We consider a time-consistent mean–variance portfolio selection problem of an insurer and allow for the incorporation of basis (mortality) risk. The optimal solution is identified with a Nash subgame perfect equilibrium. We characterize an optimal strategy as solution of a system of partial integro-differential equations (PIDEs), a so called extended Hamilton–Jacobi–Bellman (HJB) system. We prove that the equilibrium is necessarily a solution of the extended HJB system. Under certain conditions we obtain an explicit solution to the extended HJB system and provide the optimal trading strategies in closed-form. A simulation shows that the previously found strategies yield payoffs whose expectations and variances are robust regarding the distribution of jump sizes of the stock.
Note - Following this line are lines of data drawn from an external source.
PR #110, opened 2024-03-21
[ID-1126] Replace Bond with ECM

samanehsan:
**Ticket:** https://broadworkbench.atlassian.net/browse/ID-1126

**Background:** 
The Identiteam is in the process of deprecating Bond and moving all of its functionality into ECM, since both services link and manage external credentials for users. Now that ECM supports all of the Bond providers, this PR updates DrsHub so that it gets the provider access token and fence service account key from ECM.

**Changes:**
- Update the ECM library version
- Replace all calls to Bond with ECM calls
- Rename bond -> ecm where possible (the resolveDrs endpoint includes "bondProvider" as one of the "requestedFields" so I left that the same, but we could make a v2 endpoint with that field renamed)


Ghost-in-a-Jar (approved):
Looks good! We will definitely want to run the drs resolution jobs to test this in each environment.

service/src/main/resources/application.yml
```diff
@@ -29,7 +28,7 @@ drshub:
       name: NCI Cancer Research / Proteomics Data Commons (CRDC / PDC)
       hostRegex: '.*\.datacommons\.io'
       metadataAuth: false
-      bondProvider: dcf_fence
+      ecmFenceProvider: dcf_fence
```
tlangs, line 31: I think fence providers need to be `kebab-case` vs `snake_case` to match ECM's configs

tlangs (changes requested):

service/src/main/resources/application.yml
samanehsan: DrsHub maps these to kebab-case values: https://github.com/DataBiosphere/terra-drs-hub/blob/1ef7f66ce9b92d28c86db7bf993e6402d08d5649/service/src/main/java/bio/terra/drshub/models/ECMFenceProviderEnum.java#L4 I can change this to be consistent though!

samanehsan: Oh actually a dash is not allowed in the enum name. This is what it looks like in ECM:
```
public enum Provider {
    RAS("ras"),
    GITHUB("github"),
    FENCE("fence"),
    DCF_FENCE("dcf-fence"),
    KIDS_FIRST("kids-first"),
    ANVIL("anvil");
...
}
```

tlangs: ooooh, and that's whats sent to ECM!

tlangs (approved):

PR #112, opened 2024-06-25
[ID-1279] Log requested and actual cloud in Bard

samanehsan:
**Ticket:** https://broadworkbench.atlassian.net/browse/ID-1279

**What:**
We want to know when data is being egressed out of Azure. Because Azure does not have a requester pays feature like GCP, whoever is hosting/paying for storage will also need to pay any egress costs.  

**How:**
When the resolve endpoint gets called, if the response contains an `accessUrl` include the `resolvedCloud` in the Bard event properties if it is either azure or gcp.


service/src/main/java/bio/terra/drshub/services/DrsResolutionService.java
```diff
@@ -42,6 +42,7 @@ public class DrsResolutionService {
   private final DrsApiFactory drsApiFactory;
   private final DrsProviderService drsProviderService;
   private final AuthService authService;
+
```
tlangs: Is there a reason there's a newline here?

service/src/test/java/bio/terra/drshub/controllers/DrsHubApiControllerTest.java
```diff
@@ -120,7 +120,7 @@ void testFallbackWhenOnlyAccessUrlRequestedWithPassportsHasEmptyPassport() throw
     mockExternalCredsGetProviderAccessToken(
         Provider.fromValue(cidProviderHost.drsProvider().getEcmFenceProvider().get().getUriValue()),
         TEST_ACCESS_TOKEN,
-            TEST_FENCE_SA_TOKEN);
+        TEST_FENCE_SA_TOKEN);
```
tlangs, line 123: Where did these whitespace changes come from?

tlangs (approved):
Just some whitespace nits.

service/src/test/java/bio/terra/drshub/controllers/DrsHubApiControllerTest.java
Shakespeared: My drshub PR also created these same whitespace changes 🤔

Shakespeared (approved):

PR #113, opened 2024-06-27
ID-1207 DRSHub Client Service Metrics

tlangs:
We want to know which client is calling DRSHub! So, we'll have clients include an optional ~`serviceName` parameter~ `x-terra-service-id` header which will be logged along with the request. This is sent to Bard, and the event is stored in BigQuery. 

I've plugged the value into the existing Bard event, so we'll just have extra data now!


service/src/main/java/bio/terra/drshub/util/RequestUtils.java
```diff
@@ -0,0 +1,17 @@
+package bio.terra.drshub.util;
+
+import bio.terra.drshub.generated.model.ServiceName;
+import jakarta.servlet.http.HttpServletRequest;
+import java.util.Optional;
+
+public class RequestUtils {
+
+  public static Optional<ServiceName> serviceNameFromRequest(HttpServletRequest request) {
+    var header = Optional.ofNullable(request.getHeader("x-terra-service-id"));
```
Ghost-in-a-Jar, line 10: I think it should be `X-Terra-Service-ID`?

tlangs: headers are case-insensitive! This is tested in unit tests.

Ghost-in-a-Jar: oh it is case insensitive

Ghost-in-a-Jar (approved):

samanehsan (approved):

PR #114, opened 2024-06-28
[ID-1309] add IP address to DRSHub request

Shakespeared:
ticket: https://broadworkbench.atlassian.net/browse/ID-1309

We are planning to use TDR to restrict azure egress by IP range, so we are sending through the requester's IP address in DRSHub headers.


service/src/main/java/bio/terra/drshub/controllers/DrsHubApiController.java
```diff
@@ -33,7 +33,7 @@ public ResponseEntity<ResourceMetadata> resolveDrs(RequestObject body) {
 
     var userAgent = request.getHeader("user-agent");
     var forceAccessUrl = Objects.equals(request.getHeader("drshub-force-access-url"), "true");
-    var ip = request.getHeader("X-Forwarded-For");
```
Shakespeared: since headers are case insensitive, I standardized these to be all lowercase

service/src/main/java/bio/terra/drshub/services/DrsResolutionService.java
```diff
@@ -257,13 +260,16 @@ AccessURL fetchDrsObjectAccessUrl(
       TypeEnum accessMethodType,
       List<DrsHubAuthorization> drsHubAuthorizations,
       AuditLogEvent.Builder auditLogEventBuilder,
+      String ip,
       String googleProject) {
 
     var drsApi = drsApiFactory.getApiFromUriComponents(uriComponents, drsProvider);
     var objectId = getObjectId(uriComponents);
+    drsApi.setHeader("x-forwarded-for", ip);
```
Shakespeared: I didn't limit this to TDR requests only since it's a header and not part of the response

common/openapi.yml
```diff
@@ -217,6 +218,8 @@ components:
           type: string
         dataObjectUri:
           type: string
+        ip:
+          type: string
```
Ghost-in-a-Jar: I think we actually dont want to add this here since IP will be in the header and not the request params

Ghost-in-a-Jar: maybe you can specify a required header in an openapi spec? I dont think i have before

service/src/main/java/bio/terra/drshub/services/DrsResolutionService.java
samanehsan: Do you know what happens if the `ip` is null? Maybe we should only set it as a header if it's defined

common/openapi.yml
Shakespeared: oh yeah duh, brain fart on my part

service/src/test/java/bio/terra/drshub/util/SignedUrlTestUtils.java
```diff
@@ -51,6 +51,7 @@ public class SignedUrlTestUtils {
   public static void setupSignedUrlMocks(
       AuthService authService,
       GoogleStorageService googleStorageService,
+      String ip,
```
samanehsan: Since the `ip` isn't being used here could we remove it?

Shakespeared: it is marked as unused here but if I had to add it to get unit tests to pass

service/src/main/java/bio/terra/drshub/services/DrsResolutionService.java
Shakespeared: yeah that's a good point, I'll add a check for that

samanehsan (approved):

tlangs (approved):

The same phenomenon is observed when the variance is correctly estimated, but erroneously ascribed to the diffusion components solely. Further, we show that differences in the insurance horizon and the time to maturity of a longevity asset do not add to the variance of the terminal wealth.

我们考虑保险公司的时间一致均值方差投资组合选择问题，并允许纳入基础（死亡率）风险。最优解由纳什子博弈完美均衡确定。我们将最优策略描述为偏积分微分方程 (PIDE) 系统的解，即所谓的扩展 Hamilton-Jacobi-Bellman (HJB) 系统。我们证明了均衡必然是扩展 HJB 系统的解。在特定条件下，我们获得扩展 HJB 系统的显式解，并以封闭形式提供最佳交易策略。模拟表明，先前发现的策略会产生收益，其预期和方差对于股票跳跃大小的分布是稳健的。当方差被正确估计时，观察到相同的现象，但错误地仅归因于扩散成分。此外，我们表明，保险期限和长寿资产到期时间的差异不会增加终端财富的差异。